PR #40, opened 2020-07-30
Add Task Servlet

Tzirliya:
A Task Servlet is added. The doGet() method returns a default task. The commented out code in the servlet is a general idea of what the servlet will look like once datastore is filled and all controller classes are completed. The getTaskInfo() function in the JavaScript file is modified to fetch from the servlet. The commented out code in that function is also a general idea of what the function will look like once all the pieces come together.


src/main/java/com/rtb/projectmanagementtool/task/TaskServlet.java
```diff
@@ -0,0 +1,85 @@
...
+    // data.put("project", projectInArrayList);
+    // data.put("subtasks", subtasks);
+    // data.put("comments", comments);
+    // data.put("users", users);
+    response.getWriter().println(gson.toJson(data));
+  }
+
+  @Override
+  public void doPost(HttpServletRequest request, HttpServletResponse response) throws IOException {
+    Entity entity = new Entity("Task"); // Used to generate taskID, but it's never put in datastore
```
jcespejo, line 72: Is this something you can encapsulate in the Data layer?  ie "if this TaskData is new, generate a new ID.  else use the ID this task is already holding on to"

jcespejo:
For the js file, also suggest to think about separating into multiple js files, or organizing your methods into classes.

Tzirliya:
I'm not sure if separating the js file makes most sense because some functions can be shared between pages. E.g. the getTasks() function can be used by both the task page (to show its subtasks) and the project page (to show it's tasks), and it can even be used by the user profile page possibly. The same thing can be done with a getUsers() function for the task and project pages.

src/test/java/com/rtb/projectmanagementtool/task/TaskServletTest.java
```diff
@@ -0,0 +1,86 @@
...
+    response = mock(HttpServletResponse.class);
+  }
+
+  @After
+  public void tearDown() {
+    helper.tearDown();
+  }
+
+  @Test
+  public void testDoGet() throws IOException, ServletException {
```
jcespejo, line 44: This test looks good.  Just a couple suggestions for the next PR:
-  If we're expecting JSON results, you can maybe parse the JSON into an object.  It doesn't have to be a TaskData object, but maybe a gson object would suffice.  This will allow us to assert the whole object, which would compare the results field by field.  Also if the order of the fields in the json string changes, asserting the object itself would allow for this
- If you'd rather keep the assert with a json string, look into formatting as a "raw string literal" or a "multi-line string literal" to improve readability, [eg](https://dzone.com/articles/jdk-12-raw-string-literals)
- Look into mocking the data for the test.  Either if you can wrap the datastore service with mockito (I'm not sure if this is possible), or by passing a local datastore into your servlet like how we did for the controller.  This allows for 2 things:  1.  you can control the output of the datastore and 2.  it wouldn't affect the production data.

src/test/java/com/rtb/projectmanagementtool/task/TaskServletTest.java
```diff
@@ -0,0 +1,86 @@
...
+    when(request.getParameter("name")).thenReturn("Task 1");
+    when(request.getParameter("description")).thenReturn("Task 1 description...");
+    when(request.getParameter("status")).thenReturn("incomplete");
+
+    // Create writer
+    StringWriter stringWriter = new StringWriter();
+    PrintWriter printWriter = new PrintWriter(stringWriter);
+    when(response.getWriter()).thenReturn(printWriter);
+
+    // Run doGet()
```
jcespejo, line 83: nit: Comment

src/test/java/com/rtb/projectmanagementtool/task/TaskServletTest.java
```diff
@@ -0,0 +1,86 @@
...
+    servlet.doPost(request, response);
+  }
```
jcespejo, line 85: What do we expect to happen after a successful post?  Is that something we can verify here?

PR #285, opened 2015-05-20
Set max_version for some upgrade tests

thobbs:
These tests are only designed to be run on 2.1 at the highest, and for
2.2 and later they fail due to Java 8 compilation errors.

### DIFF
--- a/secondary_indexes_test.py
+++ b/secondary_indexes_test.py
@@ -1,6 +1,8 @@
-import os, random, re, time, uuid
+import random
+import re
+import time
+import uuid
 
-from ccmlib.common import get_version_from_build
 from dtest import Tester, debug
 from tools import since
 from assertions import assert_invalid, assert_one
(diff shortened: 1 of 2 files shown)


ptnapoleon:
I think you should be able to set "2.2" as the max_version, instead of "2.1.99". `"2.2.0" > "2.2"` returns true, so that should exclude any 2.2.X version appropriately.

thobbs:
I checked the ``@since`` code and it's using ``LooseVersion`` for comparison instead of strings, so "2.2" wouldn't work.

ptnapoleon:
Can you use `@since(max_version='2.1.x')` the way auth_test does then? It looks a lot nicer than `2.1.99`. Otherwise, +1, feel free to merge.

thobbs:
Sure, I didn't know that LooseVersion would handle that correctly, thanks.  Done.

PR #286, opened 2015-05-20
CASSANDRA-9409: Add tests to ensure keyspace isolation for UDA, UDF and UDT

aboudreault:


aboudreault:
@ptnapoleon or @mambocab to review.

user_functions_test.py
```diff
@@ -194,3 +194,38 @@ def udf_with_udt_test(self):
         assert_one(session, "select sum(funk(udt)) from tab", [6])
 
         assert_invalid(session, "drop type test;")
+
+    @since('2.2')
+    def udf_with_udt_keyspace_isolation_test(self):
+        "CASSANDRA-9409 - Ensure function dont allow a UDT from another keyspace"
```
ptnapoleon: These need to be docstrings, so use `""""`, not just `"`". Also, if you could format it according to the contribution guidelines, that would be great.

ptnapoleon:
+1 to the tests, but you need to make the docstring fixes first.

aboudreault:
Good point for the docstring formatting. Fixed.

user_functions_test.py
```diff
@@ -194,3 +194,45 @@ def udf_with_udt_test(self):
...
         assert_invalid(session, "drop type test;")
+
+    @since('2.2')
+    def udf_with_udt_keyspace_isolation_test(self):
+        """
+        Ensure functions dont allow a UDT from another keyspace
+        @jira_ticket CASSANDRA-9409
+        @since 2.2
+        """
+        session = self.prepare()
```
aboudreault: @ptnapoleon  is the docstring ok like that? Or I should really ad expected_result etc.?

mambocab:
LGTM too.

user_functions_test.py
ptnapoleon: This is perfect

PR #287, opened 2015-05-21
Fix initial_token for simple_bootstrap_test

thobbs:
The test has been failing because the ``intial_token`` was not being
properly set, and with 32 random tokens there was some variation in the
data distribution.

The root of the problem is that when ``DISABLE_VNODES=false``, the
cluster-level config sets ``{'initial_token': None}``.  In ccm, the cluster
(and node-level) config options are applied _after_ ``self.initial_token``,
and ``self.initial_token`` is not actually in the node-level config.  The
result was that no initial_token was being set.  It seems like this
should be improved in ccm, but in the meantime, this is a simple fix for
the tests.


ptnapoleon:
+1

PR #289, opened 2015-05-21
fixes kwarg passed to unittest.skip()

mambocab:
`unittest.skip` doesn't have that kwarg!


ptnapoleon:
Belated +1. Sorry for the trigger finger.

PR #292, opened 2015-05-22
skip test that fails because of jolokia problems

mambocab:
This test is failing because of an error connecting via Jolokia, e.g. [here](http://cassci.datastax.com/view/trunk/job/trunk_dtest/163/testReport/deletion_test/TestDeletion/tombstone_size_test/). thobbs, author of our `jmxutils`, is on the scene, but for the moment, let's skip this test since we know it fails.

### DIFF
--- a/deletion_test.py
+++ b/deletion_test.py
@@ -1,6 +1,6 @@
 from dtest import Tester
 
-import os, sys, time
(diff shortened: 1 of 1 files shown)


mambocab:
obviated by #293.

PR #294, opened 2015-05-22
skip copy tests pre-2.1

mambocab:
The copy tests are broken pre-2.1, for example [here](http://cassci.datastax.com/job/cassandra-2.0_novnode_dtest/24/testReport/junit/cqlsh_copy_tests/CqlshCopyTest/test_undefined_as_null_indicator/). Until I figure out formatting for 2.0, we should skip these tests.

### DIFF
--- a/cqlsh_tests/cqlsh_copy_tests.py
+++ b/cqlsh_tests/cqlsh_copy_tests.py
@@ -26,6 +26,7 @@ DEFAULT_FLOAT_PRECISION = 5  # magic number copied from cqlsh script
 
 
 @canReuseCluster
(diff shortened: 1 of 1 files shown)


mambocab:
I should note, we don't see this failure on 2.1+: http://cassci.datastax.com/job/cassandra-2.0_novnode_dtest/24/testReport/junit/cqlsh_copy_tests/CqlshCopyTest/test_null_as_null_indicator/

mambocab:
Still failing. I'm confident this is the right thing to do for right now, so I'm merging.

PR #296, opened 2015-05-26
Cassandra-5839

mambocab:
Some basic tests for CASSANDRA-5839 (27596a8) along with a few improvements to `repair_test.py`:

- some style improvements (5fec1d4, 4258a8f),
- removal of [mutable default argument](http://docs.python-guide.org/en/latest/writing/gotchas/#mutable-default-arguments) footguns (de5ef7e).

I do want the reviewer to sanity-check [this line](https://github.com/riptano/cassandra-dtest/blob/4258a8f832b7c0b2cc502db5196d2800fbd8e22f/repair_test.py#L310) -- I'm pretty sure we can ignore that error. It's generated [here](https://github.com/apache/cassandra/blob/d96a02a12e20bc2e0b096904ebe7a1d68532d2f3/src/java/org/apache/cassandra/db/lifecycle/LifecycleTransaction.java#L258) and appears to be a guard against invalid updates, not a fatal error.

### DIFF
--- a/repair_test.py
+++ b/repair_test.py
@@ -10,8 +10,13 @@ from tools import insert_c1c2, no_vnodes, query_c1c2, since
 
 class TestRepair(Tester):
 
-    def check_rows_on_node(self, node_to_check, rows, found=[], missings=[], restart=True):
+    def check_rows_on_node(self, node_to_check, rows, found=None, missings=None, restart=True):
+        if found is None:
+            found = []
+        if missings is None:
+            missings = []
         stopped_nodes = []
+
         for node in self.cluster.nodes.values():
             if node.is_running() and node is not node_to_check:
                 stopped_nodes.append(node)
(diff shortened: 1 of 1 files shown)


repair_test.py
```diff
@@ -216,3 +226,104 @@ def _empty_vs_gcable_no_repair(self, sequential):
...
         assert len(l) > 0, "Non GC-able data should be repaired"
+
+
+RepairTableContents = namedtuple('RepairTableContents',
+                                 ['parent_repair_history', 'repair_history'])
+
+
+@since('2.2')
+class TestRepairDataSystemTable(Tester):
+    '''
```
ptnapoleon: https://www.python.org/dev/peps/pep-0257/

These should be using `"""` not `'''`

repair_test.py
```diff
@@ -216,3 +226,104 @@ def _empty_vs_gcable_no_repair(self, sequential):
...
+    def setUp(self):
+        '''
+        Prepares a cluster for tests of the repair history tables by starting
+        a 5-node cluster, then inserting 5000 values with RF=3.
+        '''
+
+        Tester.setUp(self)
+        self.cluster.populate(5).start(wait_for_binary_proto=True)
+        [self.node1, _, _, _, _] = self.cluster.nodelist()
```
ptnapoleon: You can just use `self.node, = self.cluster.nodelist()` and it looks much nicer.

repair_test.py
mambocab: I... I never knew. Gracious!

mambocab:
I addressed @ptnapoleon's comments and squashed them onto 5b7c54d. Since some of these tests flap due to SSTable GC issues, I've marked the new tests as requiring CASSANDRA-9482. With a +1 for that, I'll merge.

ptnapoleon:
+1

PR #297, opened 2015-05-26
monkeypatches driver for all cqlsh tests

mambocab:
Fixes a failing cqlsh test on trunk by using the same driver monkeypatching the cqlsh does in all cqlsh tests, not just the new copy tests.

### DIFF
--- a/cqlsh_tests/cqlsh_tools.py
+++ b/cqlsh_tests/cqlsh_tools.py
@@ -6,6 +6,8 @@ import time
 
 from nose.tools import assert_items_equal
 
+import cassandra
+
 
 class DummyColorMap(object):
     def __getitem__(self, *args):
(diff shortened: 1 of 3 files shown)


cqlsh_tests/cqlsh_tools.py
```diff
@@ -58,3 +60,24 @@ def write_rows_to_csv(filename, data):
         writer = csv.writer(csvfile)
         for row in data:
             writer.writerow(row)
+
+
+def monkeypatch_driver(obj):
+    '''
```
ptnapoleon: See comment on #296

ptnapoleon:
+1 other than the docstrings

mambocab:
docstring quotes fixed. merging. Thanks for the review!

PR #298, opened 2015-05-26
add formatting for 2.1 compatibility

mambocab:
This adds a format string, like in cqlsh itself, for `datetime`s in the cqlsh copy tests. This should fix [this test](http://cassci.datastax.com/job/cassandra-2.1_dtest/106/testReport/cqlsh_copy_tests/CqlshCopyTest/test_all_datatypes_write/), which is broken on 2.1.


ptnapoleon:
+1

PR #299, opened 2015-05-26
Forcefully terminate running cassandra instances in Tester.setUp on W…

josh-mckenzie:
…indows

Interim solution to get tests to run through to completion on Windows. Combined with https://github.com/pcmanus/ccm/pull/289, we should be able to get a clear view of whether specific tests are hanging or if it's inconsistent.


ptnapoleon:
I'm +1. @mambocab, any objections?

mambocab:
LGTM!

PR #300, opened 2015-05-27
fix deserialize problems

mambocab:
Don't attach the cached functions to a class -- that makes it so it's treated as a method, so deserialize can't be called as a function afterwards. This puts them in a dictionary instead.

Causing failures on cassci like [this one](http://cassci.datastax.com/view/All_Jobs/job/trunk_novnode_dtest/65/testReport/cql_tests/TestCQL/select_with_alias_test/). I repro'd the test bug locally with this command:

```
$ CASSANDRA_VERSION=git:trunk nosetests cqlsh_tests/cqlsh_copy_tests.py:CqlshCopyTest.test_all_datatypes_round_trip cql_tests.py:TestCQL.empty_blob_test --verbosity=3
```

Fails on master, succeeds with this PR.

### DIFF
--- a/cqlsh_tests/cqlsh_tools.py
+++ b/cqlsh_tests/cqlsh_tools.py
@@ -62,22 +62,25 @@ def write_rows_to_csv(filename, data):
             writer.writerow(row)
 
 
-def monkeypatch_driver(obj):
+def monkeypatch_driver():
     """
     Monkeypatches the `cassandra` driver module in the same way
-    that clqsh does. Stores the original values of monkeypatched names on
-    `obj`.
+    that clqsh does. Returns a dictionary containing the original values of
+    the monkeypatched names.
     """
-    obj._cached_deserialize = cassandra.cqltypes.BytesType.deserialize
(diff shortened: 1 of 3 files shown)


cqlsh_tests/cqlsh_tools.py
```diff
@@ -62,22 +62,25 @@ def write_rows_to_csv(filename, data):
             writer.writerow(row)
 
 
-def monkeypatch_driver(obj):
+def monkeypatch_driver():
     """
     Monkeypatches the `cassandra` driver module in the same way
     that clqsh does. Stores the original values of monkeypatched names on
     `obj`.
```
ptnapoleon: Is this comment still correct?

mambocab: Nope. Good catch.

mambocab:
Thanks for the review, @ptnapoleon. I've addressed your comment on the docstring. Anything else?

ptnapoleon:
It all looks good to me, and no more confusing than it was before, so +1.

· · ·

Now copy each line of the entries that mentions "formatting".

§ **Exercise result**:
- If you'd rather keep the assert with a json string, look into formatting as a "raw string literal" or a "multi-line string literal" to improve readability, [eg](https://dzone.com/articles/jdk-12-raw-string-literals)
Good point for the docstring formatting. Fixed.
The copy tests are broken pre-2.1, for example [here](http://cassci.datastax.com/job/cassandra-2.0_novnode_dtest/24/testReport/junit/cqlsh_copy_tests/CqlshCopyTest/test_undefined_as_null_indicator/). Until I figure out formatting for 2.0, we should skip these tests.
add formatting for 2.1 compatibility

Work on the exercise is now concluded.